PR #2299, opened 2016-07-05
url subcommand returns http even if https is configured

cu12:
I recently upgraded to the latest version and noticed that the behaviour of `dokku url APP` has been changed and returns `http` scheme instead of `https`. This unfortunately breaks the deployment for some of my applications.

I know about the `dokku urls` command, although I was wondering if this change was really intended as I couldn't find anything in release notes. Also since `http` really just redirects to `https` if certs are configured it's really not the correct address to display.

If you think this should go in, I'll add a test as well.

### DIFF
--- a/plugins/common/functions
+++ b/plugins/common/functions
@@ -991,7 +991,7 @@ get_app_urls() {
     local URLS="$(merge_dedupe_list "$port_urls $app_urls" " ")"
     case "$1" in
       url)
-        echo "$URLS" | tr ' ' '\n' | head -n1
+        echo "$URLS" | tr ' ' '\n' | tail -1
       ;;
       urls)
         echo "$URLS" | tr ' ' '\n' | sort
--- a/plugins/common/functions
+++ b/plugins/common/functions
@@ -961,6 +961,7 @@ get_container_ports() {
 
 get_app_urls() {
   declare desc="print an app's available urls"
+  source "$PLUGIN_AVAILABLE_PATH/certs/functions"
   source "$PLUGIN_AVAILABLE_PATH/config/functions"
   source "$PLUGIN_AVAILABLE_PATH/domains/functions"
   source "$PLUGIN_AVAILABLE_PATH/proxy/functions"
@@ -976,7 +977,7 @@ get_app_urls() {
       local port_map app_vhost
       local app_vhosts=$(get_app_domains "$APP")
       for port_map in $DOKKU_PROXY_PORT_MAP; do
-        local scheme="$(awk -F ':' '{ print $1 }' <<< "$port_map")"
+      local scheme="$(awk -F ':' '{ print $1 }' <<< "$port_map")"
         local listen_port="$(awk -F ':' '{ print $2 }' <<< "$port_map")"
         for app_vhost in $app_vhosts; do
           if [[ "$listen_port" != "80" ]] && [[ "$listen_port" != "443" ]]; then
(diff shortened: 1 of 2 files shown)


josegonzalez:
Definitely needs a test.

michaelshobbs:
This was most likely a side-effect of the proxy port mapping stuff. Might be a better solution to grab all https urls if a cert is configured and pick the first or last of those instead of just inverting the logic of `dokku url APP`. My 2 cents...

josegonzalez:
@cu12 Mind updating the PR with @michaelshobbs comment?

josegonzalez:
Tests fail because dokku.me doesn't have https. Not sure what the best thing to do here is... @michaelshobbs ?

plugins/common/functions
```diff
@@ -976,7 +977,7 @@ get_app_urls() {
       local port_map app_vhost
       local app_vhosts=$(get_app_domains "$APP")
       for port_map in $DOKKU_PROXY_PORT_MAP; do
-        local scheme="$(awk -F ':' '{ print $1 }' <<< "$port_map")"
+      local scheme="$(awk -F ':' '{ print $1 }' <<< "$port_map")"
```
michaelshobbs: need to indent this line

tests/unit/40_core_2.bats
```diff
@@ -20,6 +20,15 @@ assert_urls() {
   assert_output < <(tr ' ' '\n' <<< "${urls}" | sort)
 }
 
+assert_url() {
```
michaelshobbs: why do we need this when we already have`assert_urls`?

michaelshobbs: nvm. i see now

michaelshobbs:
The error is due to a syntax error. Additionally the logic of the new test doesn't make sense. specifically these lines:

```
add_domain "test.dokku.me"
assert_url "https://test.dokku.me" "https://${TEST_APP}.dokku.me"
``` 

`assert_url` calls `dokku url $APP` and will only over return the very first url. i think this patch to the PR is sufficient to test the desired behavior

```
diff --git a/plugins/common/functions b/plugins/common/functions
index 041a129..5857883 100755
--- a/plugins/common/functions
+++ b/plugins/common/functions
@@ -977,7 +977,7 @@ get_app_urls() {
       local port_map app_vhost
       local app_vhosts=$(get_app_domains "$APP")
       for port_map in $DOKKU_PROXY_PORT_MAP; do
-      local scheme="$(awk -F ':' '{ print $1 }' <<< "$port_map")"
+        local scheme="$(awk -F ':' '{ print $1 }' <<< "$port_map")"
         local listen_port="$(awk -F ':' '{ print $2 }' <<< "$port_map")"
         for app_vhost in $app_vhosts; do
           if [[ "$listen_port" != "80" ]] && [[ "$listen_port" != "443" ]]; then
diff --git a/tests/unit/40_core_2.bats b/tests/unit/40_core_2.bats
index 69f5bbe..7608171 100644
--- a/tests/unit/40_core_2.bats
+++ b/tests/unit/40_core_2.bats
@@ -26,7 +26,7 @@ assert_url() {
   echo "output: "$output
   echo "status: "$status
   echo "url: ${url}"
-  assert_output < <("${url}")
+  assert_output "${url}"
 }

 build_nginx_config() {
@@ -76,8 +76,6 @@ build_nginx_config() {
   assert_url "https://dokku.me"
   build_nginx_config
   assert_url "https://${TEST_APP}.dokku.me"
-  add_domain "test.dokku.me"
-  assert_url "https://test.dokku.me" "https://${TEST_APP}.dokku.me"
 }
```

michaelshobbs:
@cu12 let me know if that makes sense or not

josegonzalez:
@cu12 mind updating your pr?

josegonzalez:
@cu12 *bump*

josegonzalez:
@cu12 *bump*

josegonzalez:
Closing in favor of #2848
════
> **Try it**
Looking at the material above, state the number of lines that contain the word "logic". Give nothing but that number.

> **Solved problem**
2